[Dataset entries]
►
PR #409, opened 2022-02-23
Fix use of row UDFs at intermediate query stages

brandon-b-miller:
Row UDFs in `dask-sql` are analogous to the functions expected by `pandas.DataFrame.apply` an expect a row of data containing all the scalars in a single row. The UDF accesses these scalars from the row via the corresponding column labels within the function:

```python
def f(row):
    x = row['a'] * 2
    y = row['b']
    return x - y
```

This works fine if the dataframe that calls the `apply` from dask in the end actually contains columns named `a` and `b`. This is however likely only the case for simple queries and fails if any columns are aliased during more complex operations, such as joins. 

This PR proposes to solve the problem by retaining the names of the original variables the function was registered with and reapplying them to the data later, just before calling `apply`.

### DIFF
--- a/dask_sql/datacontainer.py
+++ b/dask_sql/datacontainer.py
@@ -215,6 +215,7 @@ class UDF:
             df = column_args[0].to_frame()
             for col in column_args[1:]:
                 df[col.name] = col
+            df.columns = self._names
             result = df.apply(
                 self.func, axis=1, args=tuple(scalar_args), meta=self.meta
             ).astype(self.meta[1])
--- a/dask_sql/datacontainer.py
+++ b/dask_sql/datacontainer.py
@@ -215,8 +215,8 @@ class UDF:
                 else:
                     scalar_args.append(operand)
 
-            df = column_args[0].to_frame()
-            for name, col in zip(self.names, column_args):
+            df = column_args[0].to_frame(self.names[0])
+            for name, col in zip(self.names[1:], column_args[1:]):
                 df[name] = col
 
             result = df.apply(
--- a/dask_sql/datacontainer.py
+++ b/dask_sql/datacontainer.py
@@ -183,7 +183,7 @@ class DataContainer:
 
 
 class UDF:
-    def __init__(self, func, row_udf: bool, return_type=None):
+    def __init__(self, func, row_udf: bool, params, return_type=None):
         """
         Helper class that handles different types of UDFs and manages
         how they should be mapped to dask operations. Two versions of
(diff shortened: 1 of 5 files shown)


dask_sql/datacontainer.py
```diff
@@ -212,9 +214,11 @@ def __call__(self, *args, **kwargs):
                     column_args.append(operand)
                 else:
                     scalar_args.append(operand)
+
             df = column_args[0].to_frame()
-            for col in column_args[1:]:
-                df[col.name] = col
+            for name, col in zip(self.names, column_args):
```
charlesbluca, line 219: If we pass the first parameter column name to `to_frame`, we lose a layer off the resulting HLG and don't have to deal with a superfluous column:

```
            df = column_args[0].to_frame(self.names[0])
            for name, col in zip(self.names[1:], column_args[1:]):
```

tests/integration/test_function.py
```diff
@@ -40,6 +41,27 @@ def f(row):
...
+        f, "f", [("x", np.int64), ("y", np.int64)], np.int64, row_udf=True
+    )
+
+    return_df = c.sql(f"SELECT F({colname_x},{colname_y}) FROM df_wide")
+
+    return_df = return_df.compute()
+    expect = df_wide[colname_x] + df_wide[colname_y]
+    got = return_df[return_df.columns[0]]
+
+    assert_series_equal(expect, got, check_names=False)
```
charlesbluca, line 62: Can we use `dd.assert_eq` here instead? In general hoping to move to that as the standard frame assertion function with https://github.com/dask-contrib/dask-sql/pull/365:

```suggestion
    expect = df_wide[colname_x] + df_wide[colname_y]
    got = return_df.iloc[:, 0]

    dd.assert_eq(expect, got, check_names=False)
```

charlesbluca (changes requested):
Looks good 🙂 just a couple suggestions:

dask_sql/datacontainer.py
```diff
@@ -212,9 +214,11 @@ def __call__(self, *args, **kwargs):
                     column_args.append(operand)
                 else:
                     scalar_args.append(operand)
+
             df = column_args[0].to_frame()
```
charlesbluca, line 218:
```suggestion
            df = column_args[0].to_frame(self.names[0])
```

dask_sql/datacontainer.py
charlesbluca, line 219:
```suggestion
            for name, col in zip(self.names[1:], column_args[1:]):
```

charlesbluca (changes requested):
Some suggestions for my first review:

dask_sql/datacontainer.py
brandon-b-miller: thanks -this was masking another bug as well.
◄
EXERCISE DESCRIPTION :: In the data above, find the line that contains "Helper class that", then reproduce exactly every line from the first line through that line.

OUTPUT FOR THIS TASK ::
PR #409, opened 2022-02-23
Fix use of row UDFs at intermediate query stages

brandon-b-miller:
Row UDFs in `dask-sql` are analogous to the functions expected by `pandas.DataFrame.apply` an expect a row of data containing all the scalars in a single row. The UDF accesses these scalars from the row via the corresponding column labels within the function:

```python
def f(row):
    x = row['a'] * 2
    y = row['b']
    return x - y
```

This works fine if the dataframe that calls the `apply` from dask in the end actually contains columns named `a` and `b`. This is however likely only the case for simple queries and fails if any columns are aliased during more complex operations, such as joins. 

This PR proposes to solve the problem by retaining the names of the original variables the function was registered with and reapplying them to the data later, just before calling `apply`.

### DIFF
--- a/dask_sql/datacontainer.py
+++ b/dask_sql/datacontainer.py
@@ -215,6 +215,7 @@ class UDF:
             df = column_args[0].to_frame()
             for col in column_args[1:]:
                 df[col.name] = col
+            df.columns = self._names
             result = df.apply(
                 self.func, axis=1, args=tuple(scalar_args), meta=self.meta
             ).astype(self.meta[1])
--- a/dask_sql/datacontainer.py
+++ b/dask_sql/datacontainer.py
@@ -215,8 +215,8 @@ class UDF:
                 else:
                     scalar_args.append(operand)
 
-            df = column_args[0].to_frame()
-            for name, col in zip(self.names, column_args):
+            df = column_args[0].to_frame(self.names[0])
+            for name, col in zip(self.names[1:], column_args[1:]):
                 df[name] = col
 
             result = df.apply(
--- a/dask_sql/datacontainer.py
+++ b/dask_sql/datacontainer.py
@@ -183,7 +183,7 @@ class DataContainer:
 
 
 class UDF:
-    def __init__(self, func, row_udf: bool, return_type=None):
+    def __init__(self, func, row_udf: bool, params, return_type=None):
         """
         Helper class that handles different types of UDFs and manages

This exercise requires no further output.